# Brownhills



## Guest (Jun 10, 2007)

I telephoned Brownhills this morning and I asked to speak to a sales person as I was seriously interested in a M/H that they had for sale. I was told that they were all in a meeting so I left my tel no and asked if they would call me back.
Can you believe all the sales people in a meeting on a prime selling day??? 
They did not return my call within 1 hr so I called again and got the same reply. 
I called again (3rd tel call) about one & a half hours later after my original call and this time I managed to get through.
How can they expect to sell vans when they do not speak to interested customers.
I went elswhere and I will not go to Brownhills to view.
They have lost a prospective customer and this is the second time I have had such bad service from Brownhills and it will be the last.
Graham


----------



## guest (Jun 10, 2007)

hmmmmmm not good eh!!!!


----------



## Deleted member 967 (Jun 12, 2007)

***** said:
			
		

> I telephoned Brownhills this morning and I asked to speak to a seles person as I was seriously interested in a M/H that they had for sale. I wa told that they were all in a meeting so I left my tel no and asked if they would call me back.
> Can you believe all the sales people in a meeting on a prime selling day???
> They did not return my call within 1 hr so I called again.
> The same reply,I called again about one & a half houre after my original call and this time I managed to get through.
> ...



I have found Brownhills (North East) at Birtley Co. Durham to be excellent in all ways.  Staff are excellent and treat you like a friend when they get to know you.  I have not purchased a van there but have had it serviced and storage facilities are Gold standard.  I have had no problems with them returning phone calls often within a few minutes.


----------



## guest (Jun 12, 2007)

John Thompson said:
			
		

> I have found Brownhills (North East) at Birtley Co. Durham to be excellent in all ways.  Staff are excellent and treat you like a friend when they get to know you.  I have not purchased a van there but have had it serviced and storage facilities are Gold standard.  I have had no problems with them returning phone calls often within a few minutes.

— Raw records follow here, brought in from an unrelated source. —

Issue #683, opened 2026-07-11
aggregator: sessions query for free-floating vessels/sessions (attachables, persistent agents)


rjwittams:
Prerequisite for the #667 manifest connector (design grilled 2026-07-11).

*(Updated 2026-07-13: #684/#692 landed ADR 0011 — the wire is typed named-query result sets, not panels. Reworded accordingly; intent unchanged.)*

The `convoys` query is the only named query the Aggregator maintains. The connector's catalog must also list **free-floating vessels/sessions** — running `TerminalSession`s with no convoy label (today's attachable sets; future persistent agents like the yeoman, which may be archipelago-level, i.e. parented to no project). These appear in `flotilla ls`-adjacent fleet rows but in no result set, so the connector has nothing to project.

Add a second named query: a new `QueryId` variant with a typed `SessionRow` (`Rows::Sessions`), a second `QueryProjection<SessionRow>` instantiation in the Aggregator, replica-aware like convoys (its local result set rides `FleetReplicaSnapshot.result_sets`; fleet merge is the same federated query union). Consumers subscribe via `SubscribeQueries` alongside `convoys`. This is also squarely the #666 generic-per-kind-tables direction — same backend need, two consumers (TUI tables and the manifest connector).

`SessionRow` needs (typed fields per ADR 0011): name, repo (when known), host, attach capability (observed workspace/session ref, `Some` = the daemon accepts attach), phase — enough for the connector to publish `[git.repo?] / [flotilla.vessel]` groups with attach recipes.

PR #692, opened 2026-07-13
refactor: split aggregator data plane from table layout — panels become named query result sets

### LINKED ISSUE #684: protocol: split aggregator data plane from table layout — panels become named query result sets
From the #667 design discussion with Robert (2026-07-11). Feeds the #666 grill — this is the answer to its "what survives of the panel wire types" question, pulled forward so #666 designs table config on top of an honest data plane instead of excavating one.

## Problem

The `Panel*` types (`flotilla-protocol/src/panel.rs`, PR #664) are named for their first use — the convoy TUI tab — and weld three different things together:

1. **The query**: which resources, selector, scope, joins. Implicit in aggregator code; `PanelSource`/`PanelScope` gesture at it but nothing consumes them.
2. **The result set**: rows keyed by `ResourceRef`, typed values, hierarchy, capability intents, `seq`, delta maintenance. The actual data plane — what the aggregator really is: **incrementally-maintained result sets of named queries** ("all Convoys, durable ∪ observed, fleet-merged, joined with Presentation attach state").
3. **The layout**: tab composition, panel ids, columns, titles — consumer config for one particular TUI tab, shipped on the wire in every snapshot.

The conflation obscures real inefficiencies:

- **No per-query subscription.** A snapshot is one hardcoded tab; every consumer gets everything, and `seq` is per-tab so nothing resumes at query granularity. The manifest connector (#667) wants "convoys" + "free-floating sessions" (#683); the TUI wants whatever its tabs show.
- **Static config re-shipped as data** — columns/titles/intent definitions repeat per snapshot; they change never, rows change constantly.
- **Stringly rows** — `values: BTreeMap<String, PanelValue>` re-serializes key strings per row and consumers pattern-match `values["phase"].as_str()`. Whether rows are schema'd tuples or flexible maps should be a visible choice about query results, not a side effect of "panels".
- **Joins flattened invisibly** — convoy rows nest task rows with the Presentation join baked into `children`; that it *is* a join is exactly what a consumer reshaping the data needs to know.
- **Replica merge is federated query union**, buried as an implementation detail of one projection.

## Shape

```
wire / data plane:
  ResultSet   { query: QueryId, seq, rows }            // subscribe per named query
  ResultDelta { query: QueryId, seq, changed, removed }
  Row         { resource: ResourceRef, values, children, depends_on, intents }

consumer side (TUI, #666):
  per-kind table config — columns, labels, tab composition, k9s-style
```

- Intents stay on rows: they are capability facts ("the daemon will accept attach on this"), not layout.
- `Panel*`/`TabView` names die with the layout types, which move into TUI config where they belong (#666's territory).
- Per-query subscription + per-query `seq`; replay-on-connect keyed by query.
- Row value representation (schema'd tuples vs map) decided consciously here, with the trade-off written down.

## Sequencing

- After #680 (vocabulary — these types get vessel/work naming there; don't churn twice in flight).
- Before the #667 connector binds (its build is gated behind #672/#680 anyway, so this costs it nothing): the connector consumes *result sets*, not panels.
- #666 designs per-kind table config on top.

rjwittams:
Closes #684.

The `Panel*` wire types (PR #664) welded three things together: the **query** (`PanelSource`/`PanelScope` — zero consumers), the **result set** (rows, seq, deltas — the real data plane), and the **layout** (tabs/columns/titles — re-shipped in every snapshot, ignored by every consumer). This PR makes the wire an honest data plane and kills layout from the wire. ADR 0011 records the decisions; ADR 0005's status is amended (its composition-of-panels view model stands, but consumer-side).

## Wire (flotilla-protocol)

- New `result_set.rs`: `QueryId` (closed enum — `convoys` today, #683 adds sessions), `ResultSet { query, seq, rows }`, `ResultDelta { query, seq, changed, removed }`, and **typed rows** `ConvoyRow`/`VesselRow` with wire `ConvoyPhase`/`WorkPhase` enums. `ResourceRef` moves to its own module (it is row identity, not a panel concept). `panel.rs` is deleted.
- **Typed per-query rows** (decided with the trade-off written down in ADR 0011): no more stringly `values["phase"].as_str()`; joins become visible typed fields — the Presentation join is `VesselRow.attach: Option<String>`, a capability fact. `IntentDefinition`/`IntentTarget`/`RowIntent` die; the namespace/convoy/vessel echo is gone (rows know their identity), capability routing uses `VesselRow.host`.
- **Full per-query subscription**: new `Request::SubscribeQueries { queries: Vec<QueryCursor> }` replaces the connection's subscription set and replays a full `ResultSet` per stale/absent cursor (response mirrors `ReplaySince`). The socket server filters per connection — unsubscribed queries never hit the socket. Query streams leave `ReplaySince` (repo/host streams unchanged); `StreamKey::Panel { tab }` → `StreamKey::Query { query }`.
- Seq semantics documented on `ResultDelta`: contiguous per query (`seq == last_seen + 1`); the client ignores stale deltas (`seq <= last_seen`) and recovers from gaps by re-subscribing with current cursors — which makes the register-before-replay race on subscribe benign.
- **Federation stated in the types**: `FleetReplicaSnapshot.panels` → `result_sets` — replica merge is federated query union of each host's local result sets, origin host stamped onto rows.

## Core / daemon

- `QueryProjection<R>` in `aggregator_projection.rs` is the query-agnostic projection core (local + per-replica rows keyed by `ResourceRef`, per-query seq); the convoys query instantiates it and #683's sessions query is the confirmed second instantiation. The hardcoded `panel_snapshot()` layout builder dies.
- The daemon Aggregator builds `ConvoyRow`/`VesselRow` directly from `ResourceObject<Convoy>` (all `BTreeMap` assembly and phase-label functions deleted); `apply_replica_cache` matches on query id.
- `DaemonHandle::subscribe_queries` added; `InProcessDaemon` implements the replay contract (delivery restriction is a transport concern — the socket server must filter, the in-process broadcast may over-deliver, and this is documented on the trait).

## Client / TUI

- `flotilla-client`: per-query seq tracking and gap detection; gap recovery re-sends `SubscribeQueries` with the full subscribed set.
- TUI subscribes to the convoys query on connect; `panel_row_to_convoy` and all `panel_*` map-lookup helpers collapse into a thin typed `ConvoyRow → ConvoySummary` adapter in `convoy_model.rs`. `flotilla watch` subscribes to all named queries and prints `[query] convoys: …` lines.

## Tests

- Protocol round-trip rewritten for `ResultSet`/`SubscribeQueries`; new socket-level contract test that unsubscribed query events are filtered until `SubscribeQueries` lands and delivered after; client tests for stale-delta ignore and gap→resubscribe (asserting the cursor); in-process subscribe-replay tests including the client-ahead-of-daemon restart guard; daemon integration, convoy e2e, and fixture updates throughout.
- Three TUI tests asserting that completion targets may diverge from row identity were updated/removed: divergence is now structurally impossible on the wire (per-host routing is expressed via `VesselRow.host`, still covered).

## Verification

- `cargo +nightly-2026-03-12 fmt --check`, `cargo clippy --workspace --all-targets --locked -- -D warnings`, `cargo test --workspace --locked` (56 targets, 0 failures), `cargo test -p flotilla-core --features test-support --test in_process_daemon`, `cargo dylint` (no new warnings).
- Grep gates: no `Panel` types remain in flotilla-protocol; no `values.get(` lookups remain in the TUI/aggregator paths.


rjwittams:
Addressed in ea44f50d..HEAD:

1. **local_result_sets ordering** — fixed: now iterates `QueryId::ALL` with an exhaustive per-query match, so adding the #683 sessions query forces this site to be updated (compile error) instead of silently drifting from the docstring.
2. **complete_work always true** — agreed it should become meaningful before general consumers rely on it; deliberately out of scope here (behavior change). Filed as #694.
3. **recover_query_gap coalescing** — it was a deliberate simplification; documented the asymmetry on the function: resubscribes are idempotent (subscription replaced, results seeded monotonically) and stale deltas are dropped in `handle_event` rather than re-triggering recovery.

maybe they knew it was graham calling eh!!  hhee hhee   
sorry graham xxx


----------



## Nosha (Jun 12, 2007)

Brownhills at Newark is fantastic for viewing different layouts etc... but they're now FAR to big and impersonal, and you'll find the same make & model cheaper at other dealers.
From my searching days almost a year ago I would recommend Oak Tree nr Mansfield, RDH who we bought from, just round the corner - small but VERY helpful and friendly; and Heart of England nr where we live... but just didn't have what we were looking for!


----------



## ann randerson (Jun 15, 2007)

We have been to our local Brownhills, which I believe is their latest site opened.  Not impressed,most of the sales people just don't seem to be interested.  So going for a 'part ex' somewhere else.


----------



## GARY ENGLISH (Jun 15, 2007)

When i was veiwing i always found the smaller companys to be more freindly and helpful.The last van i brought from heart of england ,which were very good,recommended to others no problems.Also found even though they are small still can get a bit of price ,or couple of extras thrown in.


----------



## pappajohn (Jun 16, 2007)

we also went to brownhills at newark with a list from the net only to be told "not in stock, already sold or i dont know where you got this list but we have none of these".
needless to say we went elsewhere.


----------



## Guest (Jun 17, 2007)

***** said:
			
		

> I telephoned Brownhills this morning and I asked to speak to a sales person as I was seriously interested in a M/H that they had for sale. I was told that they were all in a meeting so I left my tel no and asked if they would call me back.
> Can you believe all the sales people in a meeting on a prime selling day???
> They did not return my call within 1 hr so I called again and got the same reply.
> I called again (3rd tel call) about one & a half hours later after my original call and this time I managed to get through.
> ...


Cant really believe it,  but I went to Brownhills & did a deal, bought a Hymer Tramp T Class and at a very good price. Just hope that they keep to the agreement about little snagging jobs.


----------



## guest (Jun 18, 2007)

***** said:
			
		

> Cant really believe it,  but I went to Brownhills & did a deal, bought a Hymer Tramp T Class and at a very good price. Just hope that they keep to the agreement about little snagging jobs.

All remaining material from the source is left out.